在書寫這些稿子,記錄回憶這些與孩子共處的時光時,常常都會想著,為何我們要書寫?這些書寫對我們來說,到底是什麼意義?那些光點時而隱晦時而清晰地閃爍在我們之間,我時而可以觸摸,時而又覺得它要遠離。

後來我看到了一本小說,小川洋子所寫的《博士熱愛的算式》,內容是描寫一位單親媽媽到一個有數學偏執狂的博士(這位博士可能也是亞斯)家中當管家,這位博士對數學有著異於常人的狂熱,而且他是一個只有短暫記憶的人,他的記憶只有八十分鐘,故事則在描述,管家和她兒子與這位難搞的博士相處的溫暖故事。

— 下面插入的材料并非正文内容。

PR #2438, opened 2026-08-13
Snowflake: Add support for ->> (pipe) operator for chaining SQL stmts

BenSatori:
The ->> (flow/pipe) operator chains multiple SQL statements in Snowflake.

**Before:** Parser rejected pipe chains like `SELECT * FROM t1 ->> SELECT * FROM $1`

**After:** Parser correctly handles:
- Chained statements with ->> operator
- Pipe result references ($1, $2, $3, etc.)
- Round-trip SQL serialization

**Example:**
```sql
SELECT * FROM users WHERE active = true ->> SELECT COUNT(*) FROM $1
```

Changes:

- Added Statement::Pipe AST variant for chained statements
- Added TableFactor::PipeResultScan for $n result references
- Extended Snowflake dialect with pipe operator support
- Comprehensive test coverage (2 test functions, multiple edge cases)

Snowflake docs:
https://docs.snowflake.com/en/sql-reference/operators-flow#pipe

### DIFF
--- a/src/dialect/generic.rs
+++ b/src/dialect/generic.rs
@@ -320,4 +320,8 @@ impl Dialect for GenericDialect {
     fn supports_aliased_function_args(&self) -> bool {
         true
     }
+
+    fn supports_long_arrow_pipe_operator(&self) -> bool {
+        true
+    }
 }
--- a/src/dialect/mod.rs
+++ b/src/dialect/mod.rs
@@ -726,11 +726,11 @@ pub trait Dialect: Debug + Any {
         false
     }
 
-    /// Does the dialect support the Snowflake `->>`  flow/pipe operator for chaining
-    /// SQL statements? e.g. `SELECT * FROM t ->> SELECT * FROM $1`
+    /// Does the dialect support the `->>` flow/pipe operator for chaining SQL statements?
+    /// e.g. `SELECT * FROM t ->> SELECT * FROM $1`
     ///
     /// See <https://docs.snowflake.com/en/sql-reference/operators-flow>
-    fn supports_snowflake_pipe_operator(&self) -> bool {
+    fn supports_long_arrow_pipe_operator(&self) -> bool {
         false
     }
 
--- a/src/dialect/mod.rs
+++ b/src/dialect/mod.rs
@@ -726,7 +726,7 @@ pub trait Dialect: Debug + Any {
         false
     }
 
-    /// Does the dialect support the Snowflake `-->`  flow/pipe operator for chaining
+    /// Does the dialect support the Snowflake `->>`  flow/pipe operator for chaining
     /// SQL statements? e.g. `SELECT * FROM t ->> SELECT * FROM $1`
     ///
     /// See <https://docs.snowflake.com/en/sql-reference/operators-flow>
--- a/src/dialect/mod.rs
+++ b/src/dialect/mod.rs
@@ -726,6 +726,14 @@ pub trait Dialect: Debug + Any {
         false
     }
 
+    /// Does the dialect support the Snowflake `-->`  flow/pipe operator for chaining
+    /// SQL statements? e.g. `SELECT * FROM t ->> SELECT * FROM $1`
+    ///
+    /// See <https://docs.snowflake.com/en/sql-reference/operators-flow>
+    fn supports_snowflake_pipe_operator(&self) -> bool {
+        false
+    }
+
     /// Does the dialect support MySQL-style `'user'@'host'` grantee syntax?
     fn supports_user_host_grantee(&self) -> bool {
         false
--- a/src/dialect/snowflake.rs
+++ b/src/dialect/snowflake.rs
@@ -694,7 +694,7 @@ impl Dialect for SnowflakeDialect {
         true
     }
 
-    fn supports_snowflake_pipe_operator(&self) -> bool {
+    fn supports_long_arrow_pipe_operator(&self) -> bool {
         true
     }
 
--- a/src/dialect/snowflake.rs
+++ b/src/dialect/snowflake.rs
@@ -445,6 +445,8 @@ impl Dialect for SnowflakeDialect {
         // Snowflake supports the `:` cast operator unlike other dialects
         match &token.token {
             Token::Colon => Some(Ok(self.prec_value(Precedence::DoubleColon))),
+            // ->> is the Snowflake pipe operator (statement-level), not a binary expression operator
+            Token::LongArrow => Some(Ok(self.prec_unknown())),
             _ => None,
         }
     }
@@ -689,6 +691,10 @@ impl Dialect for SnowflakeDialect {
 
     /// See <https://docs.snowflake.com/en/user-guide/querying-semistructured#label-higher-order-functions>
     fn supports_lambda_functions(&self) -> bool {
+        true
+    }
+
+    fn supports_snowflake_pipe_operator(&self) -> bool {
         true
     }
 
@@ -1071,6 +1077,11 @@ pub fn parse_create_table(
                 break;
             }
             Token::SemiColon => {
+                parser.prev_token();
+                break;
+            }
+            Token::LongArrow => {
+                // Snowflake pipe operator terminates the statement
                 parser.prev_token();
                 break;
             }
--- a/src/dialect/snowflake.rs
+++ b/src/dialect/snowflake.rs
@@ -1210,6 +1210,11 @@ pub fn parse_create_database(
                 _ => return parser.expected("end of statement", next_token),
             },
             Token::SemiColon | Token::EOF => break,
+            Token::LongArrow => {
+                // Snowflake pipe operator terminates the statement
+                parser.prev_token();
+                break;
+            }
             _ => return parser.expected("end of statement", next_token),
         }
     }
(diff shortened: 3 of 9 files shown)


src/dialect/mod.rs
```diff
@@ -726,6 +726,14 @@ pub trait Dialect: Debug + Any {
         false
     }
 
+    /// Does the dialect support the Snowflake `-->`  flow/pipe operator for chaining
```
LucaCappelletti94: This looks like a typo

tests/sqlparser_snowflake.rs
```diff
@@ -4912,3 +4912,61 @@ fn test_select_dollar_column_from_stage() {
     // With table function args, without alias
     snowflake().verified_stmt("SELECT $1, $2 FROM @mystage1(file_format => 'myformat')");
 }
+
+#[test]
+fn test_snowflake_pipe_operator() {
```
LucaCappelletti94, line 4917: Several cases that I am not sure are currently corrected supported, such as the following ones, should be added to the tests. These are ones from the Snowflake docs:

```
// Exact documented SHOW shape.
verified_stmt(
    r#"SHOW WAREHOUSES
       ->> SELECT "name", "state", "type", "size" FROM $1"#,
);

// A Snowflake dialect override that currently scans until EOF/semicolon.
verified_stmt("CREATE DATABASE d ->> SELECT 1");

// Existing happy path.
verified_stmt(
    "CREATE TABLE t (id INT)
     ->> INSERT INTO t VALUES (1)
     ->> SELECT * FROM $1"
);

// Error paths.
assert_parse_error("SELECT 1 ->>");
assert_parse_error("SELECT * FROM $0");

// GenericDialect ambiguity.
verified_generic_expr("SELECT payload ->> 'name'");
verified_generic_pipe("SELECT 1 ->> SELECT 2");
```

src/parser/mod.rs
```diff
@@ -16706,6 +16735,18 @@ impl<'a> Parser<'a> {
             // Stage reference: @mystage or @namespace.stage (e.g. Snowflake)
             self.parse_snowflake_stage_table_factor()
         } else {
+            // Handle Snowflake pipe result references ($1, $2, ...) in FROM clause.
+            // See <https://docs.snowflake.com/en/sql-reference/operators-flow>
+            if self.dialect.supports_snowflake_pipe_operator() {
+                if let Token::Placeholder(ref s) = self.peek_token_ref().token.clone() {
+                    if let Some(index_str) = s.strip_prefix('$') {
+                        if let Ok(index) = index_str.parse::<u64>() {
```
LucaCappelletti94: Here you are currently accepting `$0`, maybe replace with:

```
if let Ok(index @ 1..) = index_str.parse::<u64>() {
```

tests/sqlparser_snowflake.rs
```diff
@@ -4912,3 +4912,61 @@ fn test_select_dollar_column_from_stage() {
...
+
+    // Non-SELECT statements in the chain (CREATE/INSERT)
+    snowflake()
+        .verified_stmt("CREATE TABLE t (id INT) ->> INSERT INTO t VALUES (1) ->> SELECT * FROM $1");
+
+    // Pipe operator is not parsed in non-Snowflake dialects
+    use sqlparser::dialect::GenericDialect;
+    use sqlparser::parser::Parser;
+    // In a generic dialect, ->> is a binary operator, not a pipe
+    let stmts = Parser::parse_sql(&GenericDialect {}, "SELECT 1").unwrap();
```
LucaCappelletti94: What is this even meant to test? Also, `GenericDialect` would generally be a dialect that supports all syntaxes, and should therefore likely also support this one.

LucaCappelletti94 (changes requested):

src/dialect/mod.rs
BenSatori: Right :)

tests/sqlparser_snowflake.rs
BenSatori: Added these cases

src/parser/mod.rs
BenSatori: Changed

tests/sqlparser_snowflake.rs
BenSatori: Added that to GenericDialect, and also renamed it so it doesn't look awkward (in case other DBs adds support for this as well).

src/parser/mod.rs
```diff
@@ -16733,6 +16763,18 @@ impl<'a> Parser<'a> {
             // Stage reference: @mystage or @namespace.stage (e.g. Snowflake)
             self.parse_snowflake_stage_table_factor()
         } else {
+            // Handle Snowflake pipe result references ($1, $2, ...) in FROM clause.
+            // See <https://docs.snowflake.com/en/sql-reference/operators-flow>
+            if self.dialect.supports_long_arrow_pipe_operator() {
```
LucaCappelletti94, line 16760: I believe these could be folded? But I might be mistaken.

LucaCappelletti94 (changes requested):
Just a nit pick, then it should me mergiable imho

src/parser/mod.rs
BenSatori: Slightly folded :)

LucaCappelletti94 (approved):

BenSatori:
@iffyio do you think we can merge this?

LucaCappelletti94:
@BenSatori GitHub CI / queue is currently chocking, it'll take a while for it to clear.

src/dialect/generic.rs
```diff
@@ -321,6 +321,10 @@ impl Dialect for GenericDialect {
         true
     }
 
+    fn supports_long_arrow_pipe_operator(&self) -> bool {
+        true
+    }
+
```
LucaCappelletti94: You should drop the Generic override. `->>` stays a JSON operator in `GenericDialect`, so a pipe after any statement that ends in an expression fails.

```suggestion
```

tests/sqlparser_snowflake.rs
```diff
@@ -4913,6 +4913,87 @@ fn test_select_dollar_column_from_stage() {
...
+            "Expected: identifier, found: $0".to_string()
+        ))
+    );
+
+    // GenericDialect also supports pipe syntax (it is permissive by design)
+    use sqlparser::dialect::GenericDialect;
+    use sqlparser::parser::Parser;
+    Parser::parse_sql(&GenericDialect {}, "SELECT * FROM t ->> SELECT * FROM $1").unwrap();
+    // JSON ->> binary operator still works inside expressions
+    Parser::parse_sql(&GenericDialect {}, "SELECT payload ->> 'name'").unwrap();
```
LucaCappelletti94: You should drop these Generic assertions together with the override.

```suggestion
```

src/dialect/snowflake.rs
LucaCappelletti94: You should stop the `COPY INTO` option loop at `->>`. `COPY INTO @s FROM t ->> SELECT * FROM $1` fails with `Expected: another copy option, ; or EOF', found: SELECT`.

```suggestion
                Token::SemiColon | Token::EOF => break,
                Token::LongArrow => {
                    parser.prev_token();
                    break;
                }
```

LucaCappelletti94: Analogous to the other note, you should stop the session option loop at `->>` too. `ALTER SESSION SET QUERY_TAG = 'x' ->> SELECT 1` fails with `Expected: another option or end of statement, found: ->>`.

```suggestion
            Token::SemiColon | Token::EOF | Token::LongArrow => break,
```

src/parser/mod.rs
LucaCappelletti94: Same story as the other two notes, you should stop `parse_key_value_options` at `->>` as well. Its unparenthesized callers `CREATE WAREHOUSE`, `CREATE USER`, `ALTER USER ... SET` and `PUT` fail before a pipe, e.g. `CREATE WAREHOUSE w WAREHOUSE_SIZE = 'X-SMALL' ->> SHOW WAREHOUSES` gives `Expected: another option, EOF, SemiColon, Comma or ')', found: SHOW`.

```suggestion
                }
                Token::LongArrow if self.dialect.supports_long_arrow_pipe_operator() => {
                    self.prev_token();
                    break;
                }
```

tests/sqlparser_snowflake.rs
```diff
@@ -4913,6 +4913,87 @@ fn test_select_dollar_column_from_stage() {
...
+    // Non-SELECT statements in the chain (CREATE/INSERT)
+    snowflake()
+        .verified_stmt("CREATE TABLE t (id INT) ->> INSERT INTO t VALUES (1) ->> SELECT * FROM $1");
+
+    // Exact documented SHOW shape from Snowflake docs
+    snowflake()
+        .verified_stmt(r#"SHOW WAREHOUSES ->> SELECT "name", "state", "type", "size" FROM $1"#);
+
+    // CREATE DATABASE piped into SELECT
+    snowflake().verified_stmt("CREATE DATABASE d ->> SELECT 1");
```
LucaCappelletti94: Red tests for the described failure modes.

```suggestion
    snowflake().verified_stmt("CREATE DATABASE d ->> SELECT 1");

    // Statements whose options run to the end of the statement
    snowflake().verified_stmt("ALTER SESSION SET QUERY_TAG='x' ->> SELECT 1");
    snowflake().verified_stmt("COPY INTO @s FROM t ->> SELECT * FROM $1");
    snowflake().verified_stmt("CREATE WAREHOUSE w WAREHOUSE_SIZE='X-SMALL' ->> SHOW WAREHOUSES");
```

其實在看這本小說的時候,我都一直想到自己在寫的東西,這本書看起來像是博士用他的語言來告訴我們數學的美和詩意,但是更美的卻是博士與這對母子之間的感情,他們就像是質數一樣,都是宇宙中最獨一無二的存在,彼此牽引著,彼此又散發著獨特的光芒。我也想到,以質數來形容像洋洋這樣與別人稍微有點不同的孩子,真是再適合也不過了。每個質數都只能被一和他自己整除。那個一和自己,我想很像是他與我們;有些時候別人不了解他,但除了他自己外,我們卻必須是那個「一」,是那個要懂他了解他的人。

後來,在《活著,就是創造自己的故事》這本書中,讀到了小川洋子與日本知名的榮格心理學家河合隼雄的對談內容。兩人針對小說裡的角色和故事,與生命及故事之間相對應,做了精采的對談,更讓人深深地感受到,每一個生命的相遇,不管時間長短,都是獨一無二的美。只有八十分鐘記憶的博士,卻還是可以讓瞬間變成永恆,尤其是與人之間的感情更是。正因為如此,我們更必須站在對方的高度去想事情,因為我們不知道彼此之間的時間軸到底可以有多長,只能更珍惜現在所擁有的。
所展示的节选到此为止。